▶ _Problem statement_: Scan the records below. List lines holding "imag".

▶ _Stored dataset items_:
════════════════════

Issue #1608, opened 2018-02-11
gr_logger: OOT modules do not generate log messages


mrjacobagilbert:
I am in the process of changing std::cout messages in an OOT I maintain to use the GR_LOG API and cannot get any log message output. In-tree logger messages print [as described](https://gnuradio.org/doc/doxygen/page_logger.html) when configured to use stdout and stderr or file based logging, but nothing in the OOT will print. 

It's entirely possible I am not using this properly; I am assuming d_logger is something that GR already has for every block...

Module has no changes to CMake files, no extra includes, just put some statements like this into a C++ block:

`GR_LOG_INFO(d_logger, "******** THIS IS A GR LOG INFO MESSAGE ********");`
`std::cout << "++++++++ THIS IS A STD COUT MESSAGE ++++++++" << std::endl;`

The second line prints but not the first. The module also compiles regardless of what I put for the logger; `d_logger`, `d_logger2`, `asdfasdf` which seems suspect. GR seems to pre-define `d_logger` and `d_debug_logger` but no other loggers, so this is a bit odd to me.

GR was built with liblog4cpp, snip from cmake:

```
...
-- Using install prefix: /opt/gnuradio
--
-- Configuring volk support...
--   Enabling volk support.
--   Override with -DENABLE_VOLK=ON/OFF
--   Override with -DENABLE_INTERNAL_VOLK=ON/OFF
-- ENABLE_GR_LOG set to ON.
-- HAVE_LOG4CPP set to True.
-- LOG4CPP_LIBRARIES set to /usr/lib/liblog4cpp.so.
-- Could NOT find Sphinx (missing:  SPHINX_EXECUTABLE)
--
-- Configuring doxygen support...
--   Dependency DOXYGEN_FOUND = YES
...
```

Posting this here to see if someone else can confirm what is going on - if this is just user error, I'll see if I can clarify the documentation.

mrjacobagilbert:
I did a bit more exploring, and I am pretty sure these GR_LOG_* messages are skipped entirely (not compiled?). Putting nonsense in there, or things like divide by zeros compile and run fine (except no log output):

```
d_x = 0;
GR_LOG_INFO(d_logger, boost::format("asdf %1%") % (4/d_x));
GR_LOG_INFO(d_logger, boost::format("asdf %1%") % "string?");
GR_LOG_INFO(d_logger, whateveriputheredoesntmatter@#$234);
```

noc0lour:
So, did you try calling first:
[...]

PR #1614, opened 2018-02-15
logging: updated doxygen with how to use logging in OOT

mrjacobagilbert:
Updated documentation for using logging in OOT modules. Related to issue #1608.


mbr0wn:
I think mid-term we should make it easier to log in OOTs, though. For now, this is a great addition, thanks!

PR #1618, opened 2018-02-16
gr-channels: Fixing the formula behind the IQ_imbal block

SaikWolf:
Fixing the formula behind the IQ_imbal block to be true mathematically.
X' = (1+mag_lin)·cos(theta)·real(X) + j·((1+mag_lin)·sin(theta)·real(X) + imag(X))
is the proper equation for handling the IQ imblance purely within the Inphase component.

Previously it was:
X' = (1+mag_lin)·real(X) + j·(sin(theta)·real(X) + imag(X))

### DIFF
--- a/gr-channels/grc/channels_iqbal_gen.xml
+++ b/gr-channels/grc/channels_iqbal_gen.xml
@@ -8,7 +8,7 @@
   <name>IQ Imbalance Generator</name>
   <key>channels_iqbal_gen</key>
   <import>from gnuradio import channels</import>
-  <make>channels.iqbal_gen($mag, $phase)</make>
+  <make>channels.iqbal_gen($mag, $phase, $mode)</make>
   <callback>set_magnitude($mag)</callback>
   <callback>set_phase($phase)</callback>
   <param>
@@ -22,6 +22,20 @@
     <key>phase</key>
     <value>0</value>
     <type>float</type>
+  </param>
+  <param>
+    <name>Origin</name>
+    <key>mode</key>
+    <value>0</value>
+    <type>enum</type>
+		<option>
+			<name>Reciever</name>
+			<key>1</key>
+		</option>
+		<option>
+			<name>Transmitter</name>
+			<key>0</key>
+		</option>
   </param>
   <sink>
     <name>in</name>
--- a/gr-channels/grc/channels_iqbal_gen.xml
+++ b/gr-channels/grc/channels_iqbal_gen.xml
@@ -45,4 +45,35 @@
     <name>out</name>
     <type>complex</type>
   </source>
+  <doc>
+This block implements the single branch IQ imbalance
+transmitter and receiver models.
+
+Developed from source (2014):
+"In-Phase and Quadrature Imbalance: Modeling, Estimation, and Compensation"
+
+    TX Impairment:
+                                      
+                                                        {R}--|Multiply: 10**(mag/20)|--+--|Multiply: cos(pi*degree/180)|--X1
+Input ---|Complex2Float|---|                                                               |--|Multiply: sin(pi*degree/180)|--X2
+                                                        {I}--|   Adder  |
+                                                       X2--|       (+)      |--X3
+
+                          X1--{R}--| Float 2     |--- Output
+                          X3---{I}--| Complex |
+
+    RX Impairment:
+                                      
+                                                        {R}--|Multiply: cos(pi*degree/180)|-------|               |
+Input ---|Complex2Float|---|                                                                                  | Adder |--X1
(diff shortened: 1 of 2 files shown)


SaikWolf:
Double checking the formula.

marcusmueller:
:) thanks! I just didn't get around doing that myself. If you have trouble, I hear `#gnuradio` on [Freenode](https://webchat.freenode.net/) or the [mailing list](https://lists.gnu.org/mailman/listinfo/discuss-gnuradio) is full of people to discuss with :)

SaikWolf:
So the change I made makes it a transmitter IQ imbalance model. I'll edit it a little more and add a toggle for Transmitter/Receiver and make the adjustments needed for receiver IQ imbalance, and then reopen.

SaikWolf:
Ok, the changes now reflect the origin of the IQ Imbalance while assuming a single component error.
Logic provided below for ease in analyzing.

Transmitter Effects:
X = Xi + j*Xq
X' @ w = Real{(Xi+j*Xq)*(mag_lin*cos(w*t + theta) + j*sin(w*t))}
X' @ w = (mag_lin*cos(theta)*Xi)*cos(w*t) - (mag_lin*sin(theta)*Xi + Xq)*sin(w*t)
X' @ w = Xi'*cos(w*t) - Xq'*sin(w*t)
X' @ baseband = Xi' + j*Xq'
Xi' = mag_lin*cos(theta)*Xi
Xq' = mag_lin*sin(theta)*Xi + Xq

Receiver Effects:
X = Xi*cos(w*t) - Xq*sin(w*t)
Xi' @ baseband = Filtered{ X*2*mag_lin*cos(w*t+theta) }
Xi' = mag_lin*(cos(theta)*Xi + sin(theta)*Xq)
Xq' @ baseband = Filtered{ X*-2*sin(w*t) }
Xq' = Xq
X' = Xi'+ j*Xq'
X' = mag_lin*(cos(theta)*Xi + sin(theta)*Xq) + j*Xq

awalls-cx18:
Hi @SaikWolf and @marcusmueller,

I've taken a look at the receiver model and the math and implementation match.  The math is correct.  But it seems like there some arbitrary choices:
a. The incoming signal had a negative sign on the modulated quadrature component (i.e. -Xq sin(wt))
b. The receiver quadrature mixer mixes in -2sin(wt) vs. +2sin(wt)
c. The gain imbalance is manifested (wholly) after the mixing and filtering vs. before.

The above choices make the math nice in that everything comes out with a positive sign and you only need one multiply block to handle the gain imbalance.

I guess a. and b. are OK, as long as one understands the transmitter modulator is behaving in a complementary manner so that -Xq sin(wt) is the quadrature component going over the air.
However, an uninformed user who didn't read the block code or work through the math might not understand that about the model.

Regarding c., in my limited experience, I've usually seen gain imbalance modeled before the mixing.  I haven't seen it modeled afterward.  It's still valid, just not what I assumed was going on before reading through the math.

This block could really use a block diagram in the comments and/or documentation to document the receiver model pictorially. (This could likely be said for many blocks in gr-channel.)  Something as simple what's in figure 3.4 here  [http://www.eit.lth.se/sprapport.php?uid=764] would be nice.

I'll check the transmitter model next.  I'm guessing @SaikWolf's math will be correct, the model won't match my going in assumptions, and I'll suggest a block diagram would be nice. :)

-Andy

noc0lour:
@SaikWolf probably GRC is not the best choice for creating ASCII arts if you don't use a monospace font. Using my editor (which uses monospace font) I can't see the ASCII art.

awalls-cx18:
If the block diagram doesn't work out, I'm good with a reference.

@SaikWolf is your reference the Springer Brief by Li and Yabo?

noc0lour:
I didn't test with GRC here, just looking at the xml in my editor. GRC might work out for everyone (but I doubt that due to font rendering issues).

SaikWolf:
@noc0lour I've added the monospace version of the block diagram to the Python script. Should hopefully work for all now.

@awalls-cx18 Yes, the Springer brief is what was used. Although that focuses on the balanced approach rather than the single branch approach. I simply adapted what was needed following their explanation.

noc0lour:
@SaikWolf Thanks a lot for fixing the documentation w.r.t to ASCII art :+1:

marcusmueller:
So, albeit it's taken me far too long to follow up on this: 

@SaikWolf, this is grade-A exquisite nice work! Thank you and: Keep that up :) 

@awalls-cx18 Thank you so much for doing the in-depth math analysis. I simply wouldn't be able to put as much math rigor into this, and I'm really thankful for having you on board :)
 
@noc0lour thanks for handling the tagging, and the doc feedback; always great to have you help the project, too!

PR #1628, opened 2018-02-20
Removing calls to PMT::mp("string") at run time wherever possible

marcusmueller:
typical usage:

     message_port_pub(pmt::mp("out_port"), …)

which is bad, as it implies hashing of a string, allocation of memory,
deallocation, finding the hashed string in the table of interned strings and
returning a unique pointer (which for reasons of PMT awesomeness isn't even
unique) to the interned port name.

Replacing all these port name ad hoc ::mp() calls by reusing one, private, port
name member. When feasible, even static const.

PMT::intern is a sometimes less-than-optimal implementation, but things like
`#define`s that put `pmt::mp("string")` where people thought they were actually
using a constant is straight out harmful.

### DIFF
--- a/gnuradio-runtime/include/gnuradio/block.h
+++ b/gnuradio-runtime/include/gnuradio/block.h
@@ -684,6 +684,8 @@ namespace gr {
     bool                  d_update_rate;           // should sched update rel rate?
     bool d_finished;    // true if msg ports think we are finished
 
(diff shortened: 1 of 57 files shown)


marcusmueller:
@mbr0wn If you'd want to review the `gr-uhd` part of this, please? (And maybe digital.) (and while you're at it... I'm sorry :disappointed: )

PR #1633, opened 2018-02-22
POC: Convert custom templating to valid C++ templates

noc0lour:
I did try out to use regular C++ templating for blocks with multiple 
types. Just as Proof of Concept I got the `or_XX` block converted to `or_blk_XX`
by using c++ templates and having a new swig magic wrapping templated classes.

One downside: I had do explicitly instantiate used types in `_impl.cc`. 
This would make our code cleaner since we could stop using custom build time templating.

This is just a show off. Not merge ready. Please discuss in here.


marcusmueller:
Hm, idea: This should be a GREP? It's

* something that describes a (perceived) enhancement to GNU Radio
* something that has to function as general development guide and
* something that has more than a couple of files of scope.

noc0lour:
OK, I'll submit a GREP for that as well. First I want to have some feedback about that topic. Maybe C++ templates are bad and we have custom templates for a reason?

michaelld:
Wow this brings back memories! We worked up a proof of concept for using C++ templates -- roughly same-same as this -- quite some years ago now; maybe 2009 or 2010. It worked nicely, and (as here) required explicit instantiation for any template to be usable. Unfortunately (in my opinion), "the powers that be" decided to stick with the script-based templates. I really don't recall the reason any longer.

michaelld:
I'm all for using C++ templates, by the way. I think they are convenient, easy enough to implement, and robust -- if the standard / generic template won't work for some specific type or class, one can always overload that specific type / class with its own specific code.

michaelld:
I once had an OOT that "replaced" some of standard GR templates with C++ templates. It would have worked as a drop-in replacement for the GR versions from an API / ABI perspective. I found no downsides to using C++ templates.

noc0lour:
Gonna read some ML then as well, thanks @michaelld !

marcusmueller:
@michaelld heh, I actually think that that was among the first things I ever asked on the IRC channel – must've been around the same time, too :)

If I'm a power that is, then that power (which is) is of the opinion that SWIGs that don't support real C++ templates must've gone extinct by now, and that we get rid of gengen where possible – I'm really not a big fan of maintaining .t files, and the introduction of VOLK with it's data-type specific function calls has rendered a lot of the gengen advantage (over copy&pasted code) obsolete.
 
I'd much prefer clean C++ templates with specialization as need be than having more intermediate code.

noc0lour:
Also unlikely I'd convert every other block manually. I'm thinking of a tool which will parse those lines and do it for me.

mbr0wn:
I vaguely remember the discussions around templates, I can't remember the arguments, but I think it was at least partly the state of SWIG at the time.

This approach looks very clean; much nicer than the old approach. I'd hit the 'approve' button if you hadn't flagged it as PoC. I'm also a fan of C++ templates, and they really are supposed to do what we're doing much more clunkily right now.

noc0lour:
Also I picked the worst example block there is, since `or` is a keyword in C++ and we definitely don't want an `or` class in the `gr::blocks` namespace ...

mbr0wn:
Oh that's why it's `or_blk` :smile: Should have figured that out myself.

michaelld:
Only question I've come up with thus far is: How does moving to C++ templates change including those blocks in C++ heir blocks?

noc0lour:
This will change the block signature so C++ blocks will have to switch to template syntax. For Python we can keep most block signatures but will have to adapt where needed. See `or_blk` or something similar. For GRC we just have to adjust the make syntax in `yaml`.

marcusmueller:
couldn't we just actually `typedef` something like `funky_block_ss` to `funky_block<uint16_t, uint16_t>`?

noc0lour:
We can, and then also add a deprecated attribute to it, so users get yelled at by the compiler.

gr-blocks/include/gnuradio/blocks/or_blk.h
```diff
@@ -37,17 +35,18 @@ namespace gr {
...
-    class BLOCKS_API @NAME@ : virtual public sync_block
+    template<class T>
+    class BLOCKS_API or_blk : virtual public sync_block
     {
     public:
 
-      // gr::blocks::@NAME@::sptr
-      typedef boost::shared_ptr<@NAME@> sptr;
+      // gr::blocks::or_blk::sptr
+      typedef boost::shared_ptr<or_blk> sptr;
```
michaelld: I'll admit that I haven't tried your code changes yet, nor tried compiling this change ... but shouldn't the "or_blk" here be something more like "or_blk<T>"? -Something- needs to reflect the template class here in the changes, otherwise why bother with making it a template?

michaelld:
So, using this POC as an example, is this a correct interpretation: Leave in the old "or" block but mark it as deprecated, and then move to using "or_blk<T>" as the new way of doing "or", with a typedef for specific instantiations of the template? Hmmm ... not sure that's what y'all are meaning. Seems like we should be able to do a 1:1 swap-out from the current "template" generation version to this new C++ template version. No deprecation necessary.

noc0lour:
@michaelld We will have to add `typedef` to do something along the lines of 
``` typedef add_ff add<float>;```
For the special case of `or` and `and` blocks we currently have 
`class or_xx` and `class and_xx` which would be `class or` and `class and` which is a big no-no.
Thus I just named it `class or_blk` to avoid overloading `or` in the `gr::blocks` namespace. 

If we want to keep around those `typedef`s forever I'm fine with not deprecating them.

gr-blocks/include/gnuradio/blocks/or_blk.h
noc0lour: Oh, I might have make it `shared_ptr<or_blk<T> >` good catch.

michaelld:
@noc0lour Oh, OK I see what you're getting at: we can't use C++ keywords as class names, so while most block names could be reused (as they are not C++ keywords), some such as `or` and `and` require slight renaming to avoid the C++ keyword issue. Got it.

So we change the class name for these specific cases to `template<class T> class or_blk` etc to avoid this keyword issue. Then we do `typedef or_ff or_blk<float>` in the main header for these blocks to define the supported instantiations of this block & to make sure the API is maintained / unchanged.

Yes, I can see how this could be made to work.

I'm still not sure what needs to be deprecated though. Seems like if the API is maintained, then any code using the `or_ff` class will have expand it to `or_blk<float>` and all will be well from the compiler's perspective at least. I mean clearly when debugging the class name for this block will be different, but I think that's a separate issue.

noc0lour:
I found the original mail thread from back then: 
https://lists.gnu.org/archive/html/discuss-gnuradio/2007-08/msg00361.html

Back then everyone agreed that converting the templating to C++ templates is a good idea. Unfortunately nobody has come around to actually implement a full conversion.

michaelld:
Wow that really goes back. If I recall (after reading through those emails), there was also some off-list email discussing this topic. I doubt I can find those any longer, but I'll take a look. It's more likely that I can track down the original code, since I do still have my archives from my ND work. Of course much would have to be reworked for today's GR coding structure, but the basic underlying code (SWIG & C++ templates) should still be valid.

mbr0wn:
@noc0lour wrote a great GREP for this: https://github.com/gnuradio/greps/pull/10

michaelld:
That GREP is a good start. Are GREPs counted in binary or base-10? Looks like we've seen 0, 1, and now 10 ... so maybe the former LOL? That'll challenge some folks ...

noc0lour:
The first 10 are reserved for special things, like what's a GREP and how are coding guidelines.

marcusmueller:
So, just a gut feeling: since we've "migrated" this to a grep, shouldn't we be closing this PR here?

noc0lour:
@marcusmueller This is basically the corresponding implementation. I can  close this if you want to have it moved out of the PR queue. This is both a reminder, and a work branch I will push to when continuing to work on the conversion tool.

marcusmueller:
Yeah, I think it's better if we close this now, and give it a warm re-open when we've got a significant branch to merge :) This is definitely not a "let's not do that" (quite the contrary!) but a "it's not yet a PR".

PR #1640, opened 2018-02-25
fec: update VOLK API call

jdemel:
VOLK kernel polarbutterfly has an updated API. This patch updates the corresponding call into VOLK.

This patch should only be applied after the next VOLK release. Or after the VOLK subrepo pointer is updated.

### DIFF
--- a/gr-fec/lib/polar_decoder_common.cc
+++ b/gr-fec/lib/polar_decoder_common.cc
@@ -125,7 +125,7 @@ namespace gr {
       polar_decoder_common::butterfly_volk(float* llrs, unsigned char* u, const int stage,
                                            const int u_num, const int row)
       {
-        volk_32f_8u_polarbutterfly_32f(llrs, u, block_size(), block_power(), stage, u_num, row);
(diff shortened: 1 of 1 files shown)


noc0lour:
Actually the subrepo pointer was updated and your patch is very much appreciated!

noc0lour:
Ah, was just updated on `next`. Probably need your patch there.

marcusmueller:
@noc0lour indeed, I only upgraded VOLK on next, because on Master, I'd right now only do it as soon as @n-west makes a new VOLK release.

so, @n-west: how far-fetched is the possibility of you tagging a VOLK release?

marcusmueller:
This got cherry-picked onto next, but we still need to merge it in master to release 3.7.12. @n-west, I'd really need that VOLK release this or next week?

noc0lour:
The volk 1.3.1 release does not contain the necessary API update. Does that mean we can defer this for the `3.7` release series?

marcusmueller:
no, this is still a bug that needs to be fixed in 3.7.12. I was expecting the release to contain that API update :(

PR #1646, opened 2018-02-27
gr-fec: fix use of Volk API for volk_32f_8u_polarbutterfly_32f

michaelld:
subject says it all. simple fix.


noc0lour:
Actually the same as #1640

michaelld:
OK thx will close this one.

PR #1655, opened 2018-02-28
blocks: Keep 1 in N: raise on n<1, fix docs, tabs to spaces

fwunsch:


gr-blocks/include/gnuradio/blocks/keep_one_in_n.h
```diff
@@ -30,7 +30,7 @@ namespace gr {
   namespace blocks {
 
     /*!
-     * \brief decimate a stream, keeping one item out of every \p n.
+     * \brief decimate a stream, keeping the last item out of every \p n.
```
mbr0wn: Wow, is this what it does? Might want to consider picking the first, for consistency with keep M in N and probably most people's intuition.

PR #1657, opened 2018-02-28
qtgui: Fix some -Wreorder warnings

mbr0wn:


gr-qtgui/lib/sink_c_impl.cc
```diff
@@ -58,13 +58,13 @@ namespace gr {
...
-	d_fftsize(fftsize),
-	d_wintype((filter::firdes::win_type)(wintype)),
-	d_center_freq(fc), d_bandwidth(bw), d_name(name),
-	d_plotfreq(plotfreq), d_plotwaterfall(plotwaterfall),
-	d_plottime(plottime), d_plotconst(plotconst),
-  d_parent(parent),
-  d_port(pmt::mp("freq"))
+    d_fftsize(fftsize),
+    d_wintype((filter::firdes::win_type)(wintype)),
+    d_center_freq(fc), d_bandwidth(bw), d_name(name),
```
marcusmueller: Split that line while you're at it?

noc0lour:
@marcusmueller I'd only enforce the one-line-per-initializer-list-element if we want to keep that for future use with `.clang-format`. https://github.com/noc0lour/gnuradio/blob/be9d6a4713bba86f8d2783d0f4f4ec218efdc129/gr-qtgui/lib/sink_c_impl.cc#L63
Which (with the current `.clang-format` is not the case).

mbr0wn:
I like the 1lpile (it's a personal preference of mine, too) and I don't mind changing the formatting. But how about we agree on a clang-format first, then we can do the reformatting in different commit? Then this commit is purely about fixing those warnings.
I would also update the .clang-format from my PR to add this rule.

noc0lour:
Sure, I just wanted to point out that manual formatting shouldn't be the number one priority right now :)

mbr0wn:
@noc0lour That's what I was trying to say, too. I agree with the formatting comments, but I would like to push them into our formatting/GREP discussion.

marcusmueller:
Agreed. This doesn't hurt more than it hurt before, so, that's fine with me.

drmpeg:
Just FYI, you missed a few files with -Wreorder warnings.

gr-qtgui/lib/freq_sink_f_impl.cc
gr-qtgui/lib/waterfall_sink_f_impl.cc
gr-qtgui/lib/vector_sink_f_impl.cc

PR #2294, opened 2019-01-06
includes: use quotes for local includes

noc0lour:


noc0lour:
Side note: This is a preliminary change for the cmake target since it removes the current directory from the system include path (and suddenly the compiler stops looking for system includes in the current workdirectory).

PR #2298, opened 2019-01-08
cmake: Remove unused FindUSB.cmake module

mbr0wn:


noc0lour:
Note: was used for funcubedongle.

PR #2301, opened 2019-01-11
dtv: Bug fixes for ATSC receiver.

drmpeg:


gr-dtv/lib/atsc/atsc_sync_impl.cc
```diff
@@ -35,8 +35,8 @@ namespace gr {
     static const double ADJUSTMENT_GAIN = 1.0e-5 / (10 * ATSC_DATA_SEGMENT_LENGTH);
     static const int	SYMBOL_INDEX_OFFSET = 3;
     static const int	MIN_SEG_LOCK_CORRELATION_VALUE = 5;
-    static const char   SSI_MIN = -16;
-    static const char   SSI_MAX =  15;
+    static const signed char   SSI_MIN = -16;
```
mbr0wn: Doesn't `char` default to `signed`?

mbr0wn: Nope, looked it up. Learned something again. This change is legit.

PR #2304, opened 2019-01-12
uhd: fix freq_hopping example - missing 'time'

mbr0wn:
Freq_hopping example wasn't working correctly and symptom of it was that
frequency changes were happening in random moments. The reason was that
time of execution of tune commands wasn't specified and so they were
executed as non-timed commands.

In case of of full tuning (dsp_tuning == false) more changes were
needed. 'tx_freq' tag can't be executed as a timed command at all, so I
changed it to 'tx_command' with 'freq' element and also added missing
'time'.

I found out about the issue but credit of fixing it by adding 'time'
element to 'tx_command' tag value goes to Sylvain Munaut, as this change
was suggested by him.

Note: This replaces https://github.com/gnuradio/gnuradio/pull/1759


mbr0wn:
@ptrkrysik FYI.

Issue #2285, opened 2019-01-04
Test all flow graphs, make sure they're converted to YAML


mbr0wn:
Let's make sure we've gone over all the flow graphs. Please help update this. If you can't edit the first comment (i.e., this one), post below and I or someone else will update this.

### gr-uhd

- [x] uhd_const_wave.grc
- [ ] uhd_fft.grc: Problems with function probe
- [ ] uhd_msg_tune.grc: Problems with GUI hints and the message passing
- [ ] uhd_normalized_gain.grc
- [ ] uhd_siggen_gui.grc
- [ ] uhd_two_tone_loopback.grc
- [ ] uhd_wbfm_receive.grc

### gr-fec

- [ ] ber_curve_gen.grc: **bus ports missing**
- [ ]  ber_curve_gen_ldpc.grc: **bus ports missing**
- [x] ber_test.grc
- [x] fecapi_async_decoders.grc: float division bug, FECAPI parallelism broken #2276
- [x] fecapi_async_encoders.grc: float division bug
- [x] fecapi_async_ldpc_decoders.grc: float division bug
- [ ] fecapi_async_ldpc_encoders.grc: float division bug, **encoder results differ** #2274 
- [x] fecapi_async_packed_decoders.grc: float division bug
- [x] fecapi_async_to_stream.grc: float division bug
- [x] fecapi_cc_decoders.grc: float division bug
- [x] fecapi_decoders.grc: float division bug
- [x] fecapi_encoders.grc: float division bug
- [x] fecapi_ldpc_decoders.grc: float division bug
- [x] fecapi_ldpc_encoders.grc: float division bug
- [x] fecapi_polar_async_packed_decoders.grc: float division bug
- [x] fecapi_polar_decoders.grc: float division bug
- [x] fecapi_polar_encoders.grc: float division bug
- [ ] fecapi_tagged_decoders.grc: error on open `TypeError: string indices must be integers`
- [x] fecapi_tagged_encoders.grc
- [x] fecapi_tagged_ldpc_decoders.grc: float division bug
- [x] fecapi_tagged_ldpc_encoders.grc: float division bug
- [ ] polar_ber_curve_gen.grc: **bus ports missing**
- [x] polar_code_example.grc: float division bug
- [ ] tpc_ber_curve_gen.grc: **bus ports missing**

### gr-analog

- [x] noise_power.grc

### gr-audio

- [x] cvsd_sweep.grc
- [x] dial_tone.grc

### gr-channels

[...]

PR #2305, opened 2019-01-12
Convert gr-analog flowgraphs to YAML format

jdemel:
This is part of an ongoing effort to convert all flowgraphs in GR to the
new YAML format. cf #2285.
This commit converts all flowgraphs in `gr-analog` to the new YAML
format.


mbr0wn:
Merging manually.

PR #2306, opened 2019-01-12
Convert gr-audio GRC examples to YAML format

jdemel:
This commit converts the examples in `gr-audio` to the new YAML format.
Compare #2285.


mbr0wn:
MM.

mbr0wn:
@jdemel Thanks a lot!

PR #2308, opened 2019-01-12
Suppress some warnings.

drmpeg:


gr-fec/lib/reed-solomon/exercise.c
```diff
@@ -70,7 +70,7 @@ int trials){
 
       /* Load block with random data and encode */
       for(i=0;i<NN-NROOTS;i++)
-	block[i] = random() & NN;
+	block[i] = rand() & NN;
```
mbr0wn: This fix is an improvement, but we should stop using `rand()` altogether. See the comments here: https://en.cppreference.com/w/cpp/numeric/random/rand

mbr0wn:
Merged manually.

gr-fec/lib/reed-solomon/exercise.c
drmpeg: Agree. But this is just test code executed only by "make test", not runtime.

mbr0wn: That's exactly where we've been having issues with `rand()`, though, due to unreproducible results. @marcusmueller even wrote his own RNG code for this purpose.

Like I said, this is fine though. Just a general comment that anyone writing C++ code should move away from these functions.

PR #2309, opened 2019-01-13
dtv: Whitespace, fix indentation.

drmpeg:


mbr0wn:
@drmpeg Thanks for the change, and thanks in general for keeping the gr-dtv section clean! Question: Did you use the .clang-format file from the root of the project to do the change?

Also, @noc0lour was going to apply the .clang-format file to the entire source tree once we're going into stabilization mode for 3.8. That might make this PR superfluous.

════════════════════

▶ _Result for this exercise_:
X' = (1+mag_lin)·cos(theta)·real(X) + j·((1+mag_lin)·sin(theta)·real(X) + imag(X))
X' = (1+mag_lin)·real(X) + j·(sin(theta)·real(X) + imag(X))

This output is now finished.